Şark'ın ufku burada bitiyor...

Asuvan'ın zamanı yok, ama kokusu var.

Ekşinin tonları...

‘‘Suk’’, yani orta Şark rüzgárı kokusu.

Eminim ekşi, dünyanın hiçbir yerine bu kadar yakışmaz.

Yani ozon tabakası hiçbir zaman delinmemiş bir Şark atmosferi.

Kaldığım yerin adı ‘‘Fil Adası’’.

Adı, Nil'in yumuşak dokunuşlarla okşadığı sahildeki kayalardan geliyor.

Çünkü bu kayalar, birbirlerinin ardından yürüyen fillere benziyor.

* * *

Nil'in yeşilinin bittiği yerde çöl başlıyor.

Batı çölünün tüm hudut çizgisinde bir şato yükseliyor.

Bu Ağa Han'ın mezarı.

Hemen altında ise yeşil mango ağaçlarının içinde bir villa var.

O da Ağa Han'ın villasıymış.

Kepenkleri sanki hiç açılmamış ve ebediyen açılmayacakmış gibi duruyor.

Bu şehirde ölüme rastladığım tek yer burası.

Yelkenli bir teknede, Nil'in aksi istikametinde yol alırken ister istemez düşünüyorum.

Asuvan deyince aklımıza ebediyetten, tarihten önce bir barajın gelmesi ne hazin bir şey.

O baraj, yapılırken sadece tarihi mekánları altına almamış.

Muhteşem bir şehrin adı da o baraj gölünün suları altında kaybolup gitmiş.

Bu şehirde saatler belki de bu istilayı protesto etmek için intihar etmişlerdir.

* * *

Yelkenli teknemiz şimdi, bir zamanlar Lord Kitchener'in sığındığı adanın önünden geçiyor.

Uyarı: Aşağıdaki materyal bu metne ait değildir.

PR #1044, opened 2024-06-14
Improve block download speed when syncing with a network

### LINKED ISSUE #968: Speed up syncing
Fiddle with batch sizes to see if syncing from genesis can be made faster.

JamesHinshelwood:
There are quite a few changes here but the motivation for all of them is to allow nodes to request multiple blocks in parallel.

The previous behaviour was that our `Consensus` was (seemingly) randomly scattered with calls to `download_blocks_up_to_head`. This would send out a `BlockRequest` for the current height plus one. Nodes would respond to these requests with the requested block, plus up to 100 additional blocks in the same batch.

All of this code has been removed and the logic is mostly handled in `BlockStore`. We now inform `BlockStore` when we see blocks that don't form a chain with our existing blocks. It buffers these proposals in case they can form a chain later
and keeps track of the `highest_known_view` it has seen. When it is poked to do so (after a new block proposal is received), it sends out requests for as many blocks as possible, respecting its configuration for the batch size and maximum
number of in-flight blocks. Importantly, these requests are now sent and handled in parallel.

Block requests and responses have been simplified to a single type for each. The non-batch versions were unused anyway.

Closes #968


zilliqa/src/cfg.rs
```diff
@@ -124,8 +142,6 @@ pub struct ConsensusConfig {
     /// (public key, peerId, amount, reward address) tuples.
     #[serde(default)]
     pub genesis_deposits: Vec<(NodePublicKey, PeerId, Amount, Address)>,
-    #[serde(default)]
-    pub genesis_hash: Option<Hash>,
```
JamesHinshelwood, line 128: cc @theo-zil for opinion

z2/src/setup.rs
```diff
@@ -218,6 +219,9 @@ impl Setup {
                     blocks_per_hour: 3600,
                     rewards_per_hour: 51_000_000_000_000_000_000_000u128.into(),
                 },
+                block_request_limit: block_request_limit_default(),
+                max_blocks_in_flight: max_blocks_in_flight_default(),
+                block_request_batch_size: block_request_batch_size_default(),
```
rrw-zilliqa, line 224: Could we have a brief docs/ file on the algorithm you intended to use here, please? I can kind of work it out by looking at the patch, but the patch is in several files - a quick one-liner that just points to the right comments might work out well?

zilliqa/src/block_store.rs
```diff
@@ -18,18 +19,109 @@ use crate::{
 pub struct BlockStore {
     db: Arc<Db>,
     block_cache: RefCell<LruCache<Hash, Block>>,
+    /// The maximum view of blocks we've seen.
+    highest_known_view: u64,
```
rrw-zilliqa, line 23: define "seen" ? Received? Know to exist some other way?

zilliqa/src/block_store.rs
```diff
@@ -18,18 +19,109 @@ use crate::{
...
+    /// The maximum view of blocks we've sent a request for.
+    requested_view: u64,
+    /// The maximum number of blocks to send requests for at a time.
+    max_blocks_in_flight: u64,
+    /// The maximum number of blocks to request at a time.
+    batch_size: u64,
+    /// Buffered block proposals, indexed by their parent hash.
+    //buffered: HashMap<Hash, Proposal>,
```
rrw-zilliqa, line 31: Maybe delete the commented line?

zilliqa/src/block_store.rs
```diff
@@ -18,18 +19,109 @@ use crate::{
...
+    buffered: LruCache<Hash, Proposal>,
```
rrw-zilliqa, line 32: Why do we buffer block proposals?

zilliqa/src/block_store.rs
```diff
@@ -18,18 +19,109 @@ use crate::{
...
+        proposal: Proposal,
+        random_peer: Option<PeerId>,
+    ) -> Result<()> {
+        let view = proposal.view();
+
+        // We want to be careful about buffering too many proposals. There is no guarantee or proof that any of them
+        // will eventually form our canonical chain. Therefore we limit the number of buffered proposals to
+        // `max_blocks_in_flight + 100`. This number is chosen because it guarantees we will always be able to handle
+        // pending requests made by ourselves that arrive out-of-order, while also giving some extra space for newly
+        // created blocks that arrive while we are syncing.
```
rrw-zilliqa, line 64: Given that we can have an arbitrary number of proposals from other nodes, why does '+100' guarantee that we will always be able to handle pending requests made by us?

zilliqa/src/block_store.rs
```diff
@@ -18,18 +19,109 @@ use crate::{
...
+        let current_view = self
+            .get_block_by_number(
+                self.db
+                    .get_highest_block_number()?
+                    .ok_or_else(|| anyhow!("no highest block"))?,
+            )?
+            .ok_or_else(|| anyhow!("missing highest block"))?
+            .view();
+        // We can consider all blocks we currently have committed to already be requested.
+        if self.requested_view < current_view {
```
rrw-zilliqa, line 89: Really? Why? Presumably because we've already got them, so perhaps clearer to say
```
// We've already got any block we've previously committed, so don't request it again
```
or have I misunderstood?

zilliqa/src/block_store.rs
```diff
@@ -18,18 +19,109 @@ use crate::{
...
+            batch_size: config.block_request_batch_size,
+            buffered: LruCache::new(
+                NonZeroUsize::new(config.max_blocks_in_flight as usize + 100).unwrap(),
+            ),
             message_sender,
         })
     }
 
+    /// Buffer a block proposal whose parent we don't yet know about.
+    pub fn buffer_proposal(
```
rrw-zilliqa, line 53: Ah! _that_'s why we buffer proposals!

zilliqa/src/consensus.rs
```diff
@@ -515,18 +500,26 @@ impl Consensus {
...
+                            block,
+                            transactions
+                                .into_iter()
+                                .map(|tx| {
+                                    let hash = tx.calculate_hash();
+                                    (tx, hash)
+                                })
+                                .collect(),
+                        ),
+                        random_peer,
```
rrw-zilliqa, line 518: Note that if the proposal buffer contains more than its max configured size, we will in fact not buffer the proposal - is that OK (or at least, given that the buffer is LRU, we will throw a proposal away, which may have been the result of a previous call from here). Happy with that?

zilliqa/src/consensus.rs
```diff
@@ -2146,6 +2126,10 @@ impl Consensus {
             ));
         }
 
+        // Tell the block store to request more blocks if it can.
+        let random_peer = self.get_random_other_peer();
+        self.block_store.request_missing_blocks(random_peer)?;
+
```
rrw-zilliqa, line 2132: Might be worth flagging this in an issue/in the docs - if you end up choosing your peer badly (and some folks run peers that refuse to respond to the request_missing_blocks() request), the network could presumably slow down quite significantly?

Also, reading this, it looks as though we will request_missing_blocks() on every block execution, which means that we might not slow the network down, but if anyone is slow about sending us blocks, we will issue multiple overlapping requests for a large number of blocks, which will presumably become a bandwidth issue - particularly if lots of nodes join at the same time?

zilliqa/src/message.rs
```diff
@@ -231,6 +229,35 @@ impl ExternalMessage {
...
+                    (Some(first), None) => write!(f, "BlockResponse([{first}])"),
+                    (Some(first), Some(last)) => {
+                        write!(f, "BlockResponse([{first}, ..., {last}])")
+                    }
+                    (None, Some(_)) => unreachable!(),
+                }
+            }
+            ExternalMessage::NewTransaction(_) => write!(f, "NewTransaction"),
+            ExternalMessage::RequestResponse => write!(f, "RequestResponse"),
+        }
```
rrw-zilliqa, line 257: yay! :-)

rrw-zilliqa (approved):
Looks good to me - sorry there are so many comments!

z2/src/setup.rs
JamesHinshelwood: Will add a doc-comment to `BlockStore` if you don't disagree - I think all of the relevant code is here and that way we keep the algorithm description close to the implementation?

zilliqa/src/block_store.rs
JamesHinshelwood: It doesn't and "guarantee" is a silly word, thanks for spotting :)

zilliqa/src/block_store.rs
JamesHinshelwood: That's much better, thank you :)

zilliqa/src/consensus.rs
JamesHinshelwood: I will be happy with that once we have retries...
https://github.com/Zilliqa/zq2/issues/1096

I've added a comment to point to this.

zilliqa/src/consensus.rs
JamesHinshelwood: Good questions.

The random peer thing seems problematic to me for a few reasons:
* We don't retry requests for blocks, so if enough nodes doesn't respond to us we will get stuck - #1096 
* We only consider peers who are in the consensus committee which seems overly restrictive - #1097

And I agree that bandwidth could be an issue if many nodes are syncing at once, but I'm not sure how to solve it... My best suggestions would just be making sure the code path for "send blocks in response to a block request" is fast and doesn't contend with other operations, plus rate limiting/scoring for peers to lessen the impact of malicious requests?

JamesHinshelwood:
@rrw-zilliqa Thanks for the detailed review - I hope I've addressed most/all of your concerns with extra comments :) Let me know if not - I've left the conversations unresolved so you can decide.

z2/src/setup.rs
rrw-zilliqa: Sounds good to me - thanks!

zilliqa/src/block_store.rs
rrw-zilliqa: :-)

zilliqa/src/consensus.rs
rrw-zilliqa: :-) - sounds good to me; not hitting the resolve button because I can't see the comment (yet), but feel free to click the resolve button if you are happy.

zilliqa/src/consensus.rs
rrw-zilliqa: It is a hard thing to do - I'd:

 * Don't request blocks directly. Ask a strategy function what to do and have it request blocks on your behalf.
 * Write the strategy function so that it requests block ranges from "the best" current peer.
 * The strategy function maintains a set of ranges which we don't have, but want. If you can, separate these into "blocking - need these now" and "just want these sometime".
 *  Strategy function maintains a window and a latency figure for each peer
 * When a block comes in, update the bandwidth and latency for the peer - maybe start with AIMD + fast start.
 * On each tick (fsvo "tick"), fill the windows for random peers .
 * If you _really_ feel bad about it, introduce a NAK. When you have too many requests pending, send some NAKs to close your window to those who are being greedy.
 * That's it.

This is basically TCP, but for blocks. It has the tidy advantage that you incidentally get a map you can display of with whom you are communicating and how well you think they are doing. It has the disadvantage that I just thought of it and it might be utter nonsense :-p

rrw-zilliqa (approved):
Looks good to me :-)

zilliqa/src/consensus.rs
JamesHinshelwood: Will add this to #1097 and continue discussing there, I agree broadly :) Thanks!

Orası artık botanik bir cennet.

Bütün ağaçları vaha kuşlarıyla kaplı. Zamanın durduğu, saatlerin intihar ettiği, pandüllerin hiç kımıldamadığı bu şehrin tek hareketli canlıları onlar.

Bir gün için de olsa burada huzur buluyorum.

Burada zaman durmuş.

Ölüm hiç olmayan sıradağların ardında.

Ve bu sükûnet içinde oturup kendimi açıyorum.

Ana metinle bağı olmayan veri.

PR #1047, opened 2024-06-17
Attach consensus information in Block responses

bzawisto:
(Aggregate)QuorumCertificate are now part of block response.

### DIFF
--- a/zilliqa/src/api/types/eth.rs
+++ b/zilliqa/src/api/types/eth.rs
@@ -10,8 +10,10 @@ use sha3::{Digest, Keccak256};
 
 use super::{bool_as_int, hex, option_hex, vec_hex};
 use crate::{
+    api::types::ser_display,
     crypto::Hash,
     message,
+    message::BitVec,
     time::SystemTime,
     transaction::{self, EvmGas, EvmLog},
 };
@@ -28,7 +30,8 @@ pub enum HashOrTransaction {
 pub struct QuorumCertificate {
     #[serde(serialize_with = "hex")]
     pub signature: Vec<u8>,
-    pub cosigned: String,
+    #[serde(serialize_with = "ser_display")]
+    pub cosigned: BitVec,
     #[serde(serialize_with = "hex")]
     pub view: u64,
     #[serde(serialize_with = "hex")]
@@ -39,14 +42,7 @@ impl QuorumCertificate {
     pub fn from_qc(qc: &message::QuorumCertificate) -> Self {
         Self {
             signature: qc.signature.to_bytes(),
-            cosigned: qc
-                .cosigned
-                .clone()
-                .iter()
-                .fold(String::new(), |mut acc, bit| {
-                    acc.push(if *bit { '1' } else { '0' });
-                    acc
-                }),
+            cosigned: qc.cosigned.clone(),
             view: qc.view,
             block_hash: qc.block_hash.into(),
         }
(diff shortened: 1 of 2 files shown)


zilliqa/src/api/types/eth.rs
```diff
@@ -24,6 +24,63 @@ pub enum HashOrTransaction {
...
+    pub view: u64,
+    #[serde(serialize_with = "hex")]
+    pub block_hash: B256,
+}
+
+impl QuorumCertificate {
+    pub fn from_qc(qc: &message::QuorumCertificate) -> Self {
+        Self {
+            signature: qc.signature.to_bytes(),
+            cosigned: qc
```
rrw-zilliqa, line 42: This isn't all that relevant, but I'll just leave here that not listing the committee in this structure makes me slightly nervous. You can get it easily enough from `eth_call:getStakers()` with block = block_hash, but doing these side-calls when you're writing bridging code has been gnarly for me in the past, and therefore this data structure gives me an undefined sense of the heebie-jeebies.

Tagging @JamesHinshelwood in case he can spot anything more concrete.

zilliqa/src/api/types/eth.rs
```diff
@@ -24,6 +24,63 @@ pub enum HashOrTransaction {
...
+}
+
+#[derive(Clone, Serialize)]
+pub struct AggregateQc {
+    #[serde(serialize_with = "hex")]
+    pub signature: Vec<u8>,
+    pub cosigned: String,
+    #[serde(serialize_with = "hex")]
+    pub view: u64,
+    pub qcs: Vec<QuorumCertificate>,
```
rrw-zilliqa, line 63: Just checking here that the AggregateQc is based on the block hash in the Header it's included in? (otherwise you don't know at which block to `eth_call()` to get your committee) - mention it just because you included the block_hash in the Qc in a way that suggested that the Qc wasn't necessarily ..

zilliqa/src/api/types/eth.rs
```diff
@@ -34,6 +91,9 @@ pub struct Block {
     pub size: u64,
     pub transactions: Vec<HashOrTransaction>,
     pub uncles: Vec<B256>,
+    pub qc: QuorumCertificate,
+    #[serde(skip_serializing_if = "Option::is_none")]
+    pub agg_qc: Option<AggregateQc>,
```
rrw-zilliqa, line 96: Placeholder for a slack debate on whether we should be adding extra fields to eth_ APIs ..

rrw-zilliqa (approved):
Looks good to me :-) - if my docs had made it in before this PR, I would've said document the extra fields, but since they didn't :-)

DrZoltanFazekas (approved):

zilliqa/src/api/types/eth.rs
```diff
@@ -24,6 +24,63 @@ pub enum HashOrTransaction {
...
+
+impl QuorumCertificate {
+    pub fn from_qc(qc: &message::QuorumCertificate) -> Self {
+        Self {
+            signature: qc.signature.to_bytes(),
+            cosigned: qc
+                .cosigned
+                .clone()
+                .iter()
+                .fold(String::new(), |mut acc, bit| {
```
JamesHinshelwood, line 46: I think this implementation basically [already exists](https://docs.rs/bitvec/latest/src/bitvec/vec/traits.rs.html#351-365) in the `Display` impl of `BitVec`. Can we instead do
```
#[serde(serialize_with = "ser_display")]
pub cosigned: BitVec,

...

fn ser_display<T, S>(value: &T, serializer: S) -> Result<S::Ok, S::Error>
where
    T: Display,
    S: Serializer
{
    serializer.collect_str(value)
}
```
for both fields?

zilliqa/src/api/types/eth.rs
```diff
@@ -34,6 +91,9 @@ pub struct Block {
     pub size: u64,
     pub transactions: Vec<HashOrTransaction>,
     pub uncles: Vec<B256>,
+    pub qc: QuorumCertificate,
```
JamesHinshelwood, line 94: Bit of a nit - Can we use `quorum_certificate` (and `aggregate_quorum_certificate`) instead of `qc` everywhere for the response fields? I don't think we should expect clients to know what `qc` means.

JamesHinshelwood (approved):

zilliqa/src/api/types/eth.rs
JamesHinshelwood: IMO representing an array of bits as a JSON array is more sensible than a string. :man_shrugging:

zilliqa/src/api/types/eth.rs
JamesHinshelwood: Nothing stops us from adding new fields later so lets resolve this for now, see how good/bad the client UX is and add more if needed.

Sırtlanların lime lime ettiği ruhumun parçalarını tek tek diziyorum.

Kıvrımları çıkıntılara, çıkıntıları başka kıvrımlara denk getire getire yürüyorum.

Puzzle tamamlanıyor ve önüme o insan çıkıyor.

Çırpı gibi kollarını saklamak için uzun kollu gömlekler giymeye mahkûm olmuş o çelimsiz çocuk.